_Brief_
Write out every line exactly, from the first line of the records below through the line that contains "-<Fix>This doc will".

_Available data_
PR #305, opened 2021-10-13
Update admin CLI doc

Siegrift:
You can review this commit by commit (since the first commit just formats the document).

PR #307, opened 2021-10-13
Update the Airnode concept doc

Siegrift:
I need https://github.com/api3dao/api3-docs/pull/305 to be merged first, because there is one link I want to add which is only avaialble after that PR is merged.


dcroote:
@Siegrift - with #305 merged it looks like this is now unblocked per your comment.

PR #310, opened 2021-10-14
Add airnode protocol deployment contract addresses

dcroote:
AN-236

### DIFF
--- a/docs/airnode/next/reference/airnode-addresses.md
+++ b/docs/airnode/next/reference/airnode-addresses.md
@@ -7,24 +7,22 @@ title: Airnode Contract Addresses
 <TocHeader />
 <TOC class="table-of-contents" :include-level="[2,3]" />
 
-This doc shows EVM-compatible blockchains that Airnode protocol contracts have been deployed to. Use these contract addresses to interact with Airnode.
-
-<Fix>This doc will replace the Vue component that also has the contract addresses. That component is not practical when used in other docs and can distract the user's focus of the local content.</Fix>
+Use the contract addresses listed in the tables below to interact with Airnode on EVM-compatible blockchains. Additional addresses will be added as contracts are deployed, but feel free to [submit a GitHub issue](https://github.com/api3dao/airnode/issues) requesting a new deployment.
 
 ## AirnodeRrp.sol
 
 | Blockchain | ID  | Address                                    |
 | ---------- | --- | ------------------------------------------ |
-| mainnet    | 1   | ...                                        |
+| mainnet    | 1   |                                            |
 | ropsten    | 3   | 0xF6d2675468989387e96127546e0CBC9A384fa418 |
-| rinkeby    | 4   |                                            |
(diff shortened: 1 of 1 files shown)


docs/airnode/next/reference/airnode-addresses.md
```diff
@@ -7,24 +7,22 @@ title: Airnode Contract Addresses
...
 ## AirnodeRrp.sol
 
 | Blockchain | ID  | Address                                    |
 | ---------- | --- | ------------------------------------------ |
-| mainnet    | 1   | ...                                        |
+| mainnet    | 1   |                                            |
 | ropsten    | 3   | 0xF6d2675468989387e96127546e0CBC9A384fa418 |
-| rinkeby    | 4   |                                            |
+| rinkeby    | 4   | 0xe469aD70a2CD3A01F4eCb6502161A4F381c1F659 |
 | kovan      | 62  |                                            |
```
Siegrift, line 19: I wonder wheter we shall not remove kovan (or deploy the contracts also there).

docs/airnode/next/reference/airnode-addresses.md
```diff
@@ -7,24 +7,22 @@ title: Airnode Contract Addresses
...
 ## AirnodeRequesterRrpAuthorizer.sol
 
 | Blockchain | ID  | Address                                    |
 | ---------- | --- | ------------------------------------------ |
-| mainnet    | ... | ...                                        |
-| ropsten    | 3   | ...                                        |
-| rinkeby    | 4   | ...                                        |
-| kovan      | 62  | ...                                        |
+| mainnet    | 1   |                                            |
+| ropsten    | 3   |                                            |
```
Siegrift, line 26: Can we deploy this on ropsten as well?

Siegrift (approved):
LGTM, but maybe it will look better if there are no gaps?

But, we will revisit this doc once more when we deploy to mainnet, so we can address that at that point.

docs/airnode/next/reference/airnode-addresses.md
dcroote: Perhaps remove kovan for now and if someone wants it they'll open an issue?

docs/airnode/next/reference/airnode-addresses.md
dcroote: It may be valuable to offer the option to use ropsten or rinkeby, if deployment is not too much effort. Not sure I'm familiar enough with the `@api3/protocol` deployments for it though.

docs/airnode/next/reference/airnode-addresses.md
Siegrift: Yeah, I'd say so.

docs/airnode/next/reference/airnode-addresses.md
Siegrift: Let's do that when we deploy the contracts on mainnet.

PR #318, opened 2021-10-15
Adds more links to doc references and minor improvements

acenolaza:
Checked all commands and added more links to other parts of the docs.


wkande (commented):
@acenolaza - I went through this commit and AN-180 and AN-181. If I am reading this right both JIRs are addressed here?

acenolaza:
> @acenolaza - I went through this commit and AN-180 and AN-181. If I am reading this right both JIRs are addressed here?

Yes. Actually they were both addressed already and I improved this file by adding more links and better organized each section. I also updated some terms and added more details on some commands.

PR #334, opened 2021-10-19
Remove unused `ois.[0].apiSpecifications.security` field

amarthadan:
This was already removed in https://github.com/api3dao/api3-docs/commit/e874b2795c69a6845b0dfe00c59ec003b6072f08, not sure why it came back :smile:

### DIFF
--- a/docs/airnode/v1.0/reference/examples/config-json.md
+++ b/docs/airnode/v1.0/reference/examples/config-json.md
@@ -92,12 +92,7 @@ title: config.json
               "name": "X_access_key"
             }
           }
-        },
-        "security": [
-          {
-            "Currency Converter Security Scheme": []
-          }
-        ]
+        }
       },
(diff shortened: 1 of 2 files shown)


wkande:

_Written response_
PR #305, opened 2021-10-13
Update admin CLI doc

Siegrift:
You can review this commit by commit (since the first commit just formats the document).

PR #307, opened 2021-10-13
Update the Airnode concept doc

Siegrift:
I need https://github.com/api3dao/api3-docs/pull/305 to be merged first, because there is one link I want to add which is only avaialble after that PR is merged.


dcroote:
@Siegrift - with #305 merged it looks like this is now unblocked per your comment.

PR #310, opened 2021-10-14
Add airnode protocol deployment contract addresses

dcroote:
AN-236

### DIFF
--- a/docs/airnode/next/reference/airnode-addresses.md
+++ b/docs/airnode/next/reference/airnode-addresses.md
@@ -7,24 +7,22 @@ title: Airnode Contract Addresses
 <TocHeader />
 <TOC class="table-of-contents" :include-level="[2,3]" />
 
-This doc shows EVM-compatible blockchains that Airnode protocol contracts have been deployed to. Use these contract addresses to interact with Airnode.
-
-<Fix>This doc will replace the Vue component that also has the contract addresses. That component is not practical when used in other docs and can distract the user's focus of the local content.</Fix>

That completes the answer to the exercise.